In early December I was driving down the freeway and even though I was paying attention to traffic, I was fully aware that my mind was going in what seemed like a thousand different directions –holiday preparations, a trip before Christmas, year-end business, and on and on. Although I seldom listen to the radio in the car – I cherish the quiet to think and regroup – on that day it was on, probably because I wanted to hear the news or weather.

     Before the hourly update there was an interview with a woman who’d been in the thick of the so-called “Black Friday” shopping melee. From what she said she was clearly torn between the secular and the spiritual. In response to the interviewer’s question about how she would celebrate the holidays she said, “I’m stuck in the middle of my wants”. Wow, that caught my attention.
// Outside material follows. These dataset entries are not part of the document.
PR #851, opened 2021-01-27
Reduce the log level of some frequent messages

gkinsman:
In testing JS7 with a feature that subscribes to 200 queues (due to tenanting), it turns out that we log quite a lot of information multiple times, because of the way startup works. I think these messages are still useful, but perhaps mainly for debugging purposes.

I propose the following messages are reduced from Information to Debug:

`2021-01-27 13:19:30.5446|Info|JustSaying|Checking if queue '<queuename>' exists completed in 00:00:00.8224467|`
`2021-01-27 13:19:30.5446|Info|JustSaying|Created topic '<topicname>' with ARN '<arn>'.|`
`2021-01-27 13:19:29.6835|Info|JustSaying.Messaging.Channels.Multiplexer.MergingMultiplexer|Starting up channel multiplexer with a queue capacity of 100|`

The first two can't be filtered by namespace, so there's no other way to filter them out. 

Note that we still log an interrogation message with queue names (though no arns), and lots of other information on concurrency/buffer/prefetch etc.

It's likely there are other low hanging fruit here too, but I think this is a start.

### DIFF
--- a/src/JustSaying/AwsTools/MessageHandling/SnsTopicByName.cs
+++ b/src/JustSaying/AwsTools/MessageHandling/SnsTopicByName.cs
@@ -123,7 +123,7 @@ namespace JustSaying.AwsTools.MessageHandling
                 }
 
                 Arn = response.TopicArn;
-                _logger.LogInformation("Created topic '{TopicName}' with ARN '{Arn}'.", TopicName, Arn);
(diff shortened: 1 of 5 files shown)


martincostello (approved):

gkinsman:
Thanks @martincostello!

PR #853, opened 2021-02-02
Move 'Succeeded handling...' log message to JustSaying.Dispatch namespace

gkinsman:
The log message with template `"{Status} handling message with Id '{MessageId}' of type {MessageType} in {TimeToHandle}ms."` is new in JS7, and we should allow users to opt out of it by putting it in a separate namespace from everything else that happens in JS. In this PR I've moved it to `JustSaying.Dispatch`, so that it can be ignored in configuration.

This is the only per-message information log event that I can see that's new in JS7, so it's worth making sure we don't hammer our log cluster by accident 😁. 

Perhaps this should even be off by default?


martincostello:
> Perhaps this should even be off by default?

Maybe it could be Debug?

PR #859, opened 2021-02-11
Make Queue and Topic Infrastructure Code Internal

slang25:
~~This change shouldn't alter any behavior~~, but should ease changes to this area, which we suspect we might want to do for a 7.1 release.


src/JustSaying/Fluent/QueueSubscriptionBuilder`1.cs
```diff
@@ -171,8 +172,7 @@ public QueueSubscriptionBuilder<T> WithTag(string key, string value)
             subscriptionConfig.Validate();
 
             var queue = creator.EnsureQueueExists(config.Region, subscriptionConfig);
-            bus.AddStartupTask(
-                queue.Queue.EnsureQueueAndErrorQueueExistAndAllAttributesAreUpdatedAsync(subscriptionConfig));
+            bus.AddStartupTask(queue.StartupTask);
```
slang25, line 175: So it turns out we were calling this method (`EnsureQueueAndErrorQueueExistAndAllAttributesAreUpdatedAsync`, what a mouth full!) and setting the `StartupTask` to resulting task, that might have resulted in weird behavior as we are running it twice in 2 different places and awaiting one of them.

This means that `IVerifyAmazonQueues` no longer needs to be generic, and the everything can be internalized. @gkinsman can you double-check my thinking here.

maurofranchi (approved):

src/JustSaying/AwsTools/MessageHandling/QueueWithAsyncStartup.cs
```diff
@@ -6,27 +6,26 @@ namespace JustSaying.AwsTools.MessageHandling
     /// Represents an <see cref="ISqsQueue"/> with an associated startup task that must be run before
     /// the queue is ready to be used.
     /// </summary>
-    /// <typeparam name="TQueue">The type of the SQS queue.</typeparam>
-    public class QueueWithAsyncStartup<TQueue> where TQueue : ISqsQueue
+    public class QueueWithAsyncStartup
     {
         /// <summary>
-        /// Creates an instance of <see cref="QueueWithAsyncStartup{TQueue}"/> for which the <see cref="TQueue"/>
+        /// Creates an instance of <see cref="QueueWithAsyncStartup"/> for which the <see cref="Queue"/>
```
martincostello, line 12: Should it be `ISqsQueue`?

```suggestion
        /// Creates an instance of <see cref="QueueWithAsyncStartup"/> for which the <see cref="ISqsQueue"/>
```

src/JustSaying/AwsTools/MessageHandling/QueueWithAsyncStartup.cs
```diff
@@ -6,27 +6,26 @@ namespace JustSaying.AwsTools.MessageHandling
...
-        public QueueWithAsyncStartup(TQueue queue)
+        public QueueWithAsyncStartup(ISqsQueue queue)
         {
             StartupTask = Task.CompletedTask;
             Queue = queue;
         }
 
         /// <summary>
-        /// Creates an instance of <see cref="QueueWithAsyncStartup{TQueue}"/> that requires the <see cref="TQueue"/>
+        /// Creates an instance of <see cref="QueueWithAsyncStartup"/> that requires the <see cref="Queue"/>
```
martincostello, line 23: +1

src/JustSaying/Properties/InternalsVisibleTo.cs
```diff
@@ -2,3 +2,4 @@
 
 [assembly: InternalsVisibleTo("JustSaying.IntegrationTests, PublicKey=00240000048000009400000006020000002400005253413100040000010001009d30c64bc42ba5037aec3cf60334df3a4c140ffc1dab19fdd31c9765e4e29afa441396ff9437a764b618c6473a3b350c56d706a0fbe83915f1f250ee23eb548b30306187ac685f65caa48303dc86f08c1c24d99dc84966273c207eaa8570b440004c7f49cef4ec77bc69118610ae2b53db7d8abeb465cbcd4bd190feaf517aad")]
 [assembly: InternalsVisibleTo("JustSaying.UnitTests, PublicKey=00240000048000009400000006020000002400005253413100040000010001009d30c64bc42ba5037aec3cf60334df3a4c140ffc1dab19fdd31c9765e4e29afa441396ff9437a764b618c6473a3b350c56d706a0fbe83915f1f250ee23eb548b30306187ac685f65caa48303dc86f08c1c24d99dc84966273c207eaa8570b440004c7f49cef4ec77bc69118610ae2b53db7d8abeb465cbcd4bd190feaf517aad")]
+[assembly: InternalsVisibleTo("JustSaying.Tools, PublicKey=00240000048000009400000006020000002400005253413100040000010001009d30c64bc42ba5037aec3cf60334df3a4c140ffc1dab19fdd31c9765e4e29afa441396ff9437a764b618c6473a3b350c56d706a0fbe83915f1f250ee23eb548b30306187ac685f65caa48303dc86f08c1c24d99dc84966273c207eaa8570b440004c7f49cef4ec77bc69118610ae2b53db7d8abeb465cbcd4bd190feaf517aad")]
```
martincostello, line 5:
```suggestion
[assembly: InternalsVisibleTo("JustSaying.Tools, PublicKey=00240000048000009400000006020000002400005253413100040000010001009d30c64bc42ba5037aec3cf60334df3a4c140ffc1dab19fdd31c9765e4e29afa441396ff9437a764b618c6473a3b350c56d706a0fbe83915f1f250ee23eb548b30306187ac685f65caa48303dc86f08c1c24d99dc84966273c207eaa8570b440004c7f49cef4ec77bc69118610ae2b53db7d8abeb465cbcd4bd190feaf517aad")]
[assembly: InternalsVisibleTo("JustSaying.UnitTests, PublicKey=00240000048000009400000006020000002400005253413100040000010001009d30c64bc42ba5037aec3cf60334df3a4c140ffc1dab19fdd31c9765e4e29afa441396ff9437a764b618c6473a3b350c56d706a0fbe83915f1f250ee23eb548b30306187ac685f65caa48303dc86f08c1c24d99dc84966273c207eaa8570b440004c7f49cef4ec77bc69118610ae2b53db7d8abeb465cbcd4bd190feaf517aad")]
```

src/JustSaying/AwsTools/MessageHandling/QueueWithAsyncStartup.cs
slang25: I thought that referring to the  instance was more specific, however I could go either way

src/JustSaying/Properties/InternalsVisibleTo.cs
slang25: I was actually trying to put them in alphabetical order, but forgot how to alphabet 😆

src/JustSaying/Fluent/QueueSubscriptionBuilder`1.cs
gkinsman: Ahh, good catch! This is unintentional. Thinking about it again now, I'm not sure we should be starting the task in AmazonQueueCreator as it will start running the task in the background, when we really want to start running it when the bus is started. 

The intention here was for it to be a cold task, but I think I've been writing too much JS recently as C# doesn't do that 😅. We might need to change the startup task to be a `Func<Task>`.

src/JustSaying/AwsTools/MessageHandling/QueueWithAsyncStartup.cs
slang25: No, you're right, this is the constructor so the call site is concerned with what to pass in.

src/JustSaying/AwsTools/MessageHandling/QueueWithAsyncStartup.cs
```diff
@@ -9,7 +9,7 @@ namespace JustSaying.AwsTools.MessageHandling
     public class QueueWithAsyncStartup
     {
         /// <summary>
-        /// Creates an instance of <see cref="QueueWithAsyncStartup"/> for which the <see cref="Queue"/>
+        /// Creates an instance of <see cref="QueueWithAsyncStartup"/> for which the <see cref="queue"/>
```
martincostello: So should it be a `paramref` then?

gkinsman (dismissed):

martincostello (approved):

gkinsman (approved):

PR #877, opened 2021-03-25
Add a serializer in queue publication builder

gkinsman:
This fixes a bug in which we weren't adding a serializer when registering a queue for publications, so attempting to publish would throw an exception.


slang25 (approved):
Nice catch!

martincostello (approved):

gkinsman:
What confuses me here is why the queue publication tests work - they shouldn't but I can't yet see why!

gkinsman:
This was also fixed in #876

Issue #867, opened 2021-03-03
Improve per-message logging to make it more user friendly


gkinsman:
As part of making JustSaying as friendly as possible to use, we want to ensure our logs are useful, structured, and optional.

Currently, we have two log messages that we emit per message: one at publish time, and one at receive time.

### Publish time

If the message is being published to SNS, we use this template:
`"Published message: '{SnsSubject}' with content {SnsMessage} and request Id '{SnsRequestId}'"` with context properties:
`SnsMessage`: Full body of the SNS message
`SnsRequestId`: Request id of the AWS publish call
`SnsSubject`: Subject that we derive from the message type and set on the request

If the message is being published to SQS, we use this template:
`"Published message to queue '{QueueUrl}' with content '{MessageBody}'."` with context properties:
`QueueUrl`: URL of the queue we're directly publishing to
`MessageBody`: Full body of the SQS message

I don't think we should be logging the bodies of messages in these log messages - it will put a huge amount of strain on whatever logging infrastructure is in use, and leads to questions around GDPR, amongst others. If users want to do this, I think they should create their own middlewares that log out message bodies.

In addition, these log messages are both logged at `Information` level with the context/category being `JustSaying`, which makes it impossible to filter out. If we instead published these messages, still at information, but with the context `JustSaying.Publish`, then the logs can be filtered out using whatever API is available in the logging framework in use.

*Question*: Should we log SQS/SNS publishes under different categories? Publish/Send perhaps?
*Question*: Should we be using the same template for both SQS/SNS messages? I think so, but how do we accomodate the extra info?

### Receive time

When we handle a message in the dispatcher, we log a message with the template 
`"{Status} handling message with Id '{MessageId}' of type {MessageType} in {TimeToHandle}ms."`, with the context properties:
`Status`: Either `Succeeded` or `Failed` depending on what the dispatcher pipeline returns.
`MessageId`: The JustSaying.Models.Message.Id property
`MessageType`: Should be the same as the `Subject` property on publish for most use cases.
`TimeToHandle`: Number of milliseconds that were spent in the dispatcher pipeline.

I think this message is pretty good as it is, although it also has a context/category of `JustSaying`. I think we should make it's context `JustSaying.Handle` or `JustSaying.Receive` so that we can filter it out, similarly to publishes.

### Misc

[...]

PR #897, opened 2021-04-14
Unify subscribe logs

gkinsman:
This PR completes #867 by adding log context to match the publish logs.

The list of properties for this log are:
Status: Succeeded or Failed
`MessageId`: MessageId guid
`MessageType`: Type of the message
`TimeToHandle`: ms taken to handle the message
`SourceType`: Always "Queue", here to be consistent with publish logs (we don't currently support subscribe from topic)
`MessageSource`: The name of the queue the message came from

To compare with publish logs:

`MessageId`
`MessageType`
`DestinationType`: Queue or Topic
`PublishDestination`: the topic or queue arn
`AwsRequestId`

### DIFF
--- a/src/JustSaying/AwsTools/MessageHandling/Dispatch/MessageDispatcher.cs
+++ b/src/JustSaying/AwsTools/MessageHandling/Dispatch/MessageDispatcher.cs
@@ -175,10 +175,10 @@ namespace JustSaying.AwsTools.MessageHandling.Dispatch
 
             using (_messagingMonitor.MeasureDispatch())
             {
+                var context = new HandleMessageContext(message, messageType, queueName);
                 bool dispatchSuccessful = false;
                 try
                 {
-                    var context = new HandleMessageContext(message, messageType, queueName);
                     dispatchSuccessful = await middleware.RunAsync(context, null, cancellationToken)
                         .ConfigureAwait(false);
                 }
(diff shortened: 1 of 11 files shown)


src/JustSaying/AwsTools/MessageHandling/Dispatch/MessageDispatcher.cs
```diff
@@ -175,34 +175,41 @@ private async Task<bool> CallMessageHandler(string queueName, Message message, C
...
                     {
-                        _logger.LogInformation(logMessage,
-                            "Succeeded",
-                            message.Id,
-                            messageType,
-                            watch.ElapsedMilliseconds);
-                    }
-                    else
+                        new KeyValuePair<string, object>("MessageSource", context.QueueName),
+                        new KeyValuePair<string, object>("SourceType", "Queue")
```
martincostello, line 192: Would `KeyValuePair.Create(..., ...)` work here and the co(contra?)-variance would make it compile with it wanting the second type parameter needing to be an object and not the actual value's type, then it's a little less verbose. No worries if not.

slang25: It wouldn't be able to pick a best inferred type from experiments without giving the array a type. We don't have `KeyValuePair.Create` unfortunately anyway as it's a netstandard2.1 thing

gkinsman: The [Serilog.AspNetCore docs](https://github.com/serilog/serilog-aspnetcore#pushing-properties-to-the-iloggert) show this pattern instead, which is a bit nicer:

```csharp
// Microsoft.Extensions.Logging ILogger<T>
// Yes, it's required to use a dictionary. See https://nblumhardt.com/2016/11/ilogger-beginscope/
using (logger.BeginScope(new Dictionary<string, object>
{
    ["UserId"] = "svrooij",
    ["OperationType"] = "update",
}))
{
   // UserId and OperationType are set for all logging events in these brackets
}
```

slang25 (approved):
Nice one @gkinsman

     And though the holidays are behind us for another year, I’ve spent some time thinking about being stuck in the middle of our wants and how it feels to be on the other side of the season when we’re grieving. For some of us (most of us, really) there’s that indescribable moment when we realize we’re still upright – we’ve survived the merriment, the painful remembrance moments and, for some, the stress of family togetherness.  

     For others there’s a kind of emotional hangover that lingers for a few days or weeks – we can’t quite put our finger on it, but we feel off balance. We’re reeling from all we’ve experienced and said and done to be present to the season and honor our grief. We may be hurt that those around us could not – or would not – appreciate the depth of our pain. Our head and heart may throb – literally or figuratively - especially if we feel isolated, alone, or estranged from others because of our grief.

     When we take a moment to assess where we are in our spirit, for some it may seem as though we’ve experienced a major setback in our grief. We thought we’d made some progress, but may feel that we’re back at the beginning of our grief. Perhaps we thought we were doing better, but found that during the holidays our grief could only be expressed in the language of tears. Sound familiar? The good news is that this is normal - it’s not a setback only a painful pause, a slight detour on our journey through grief.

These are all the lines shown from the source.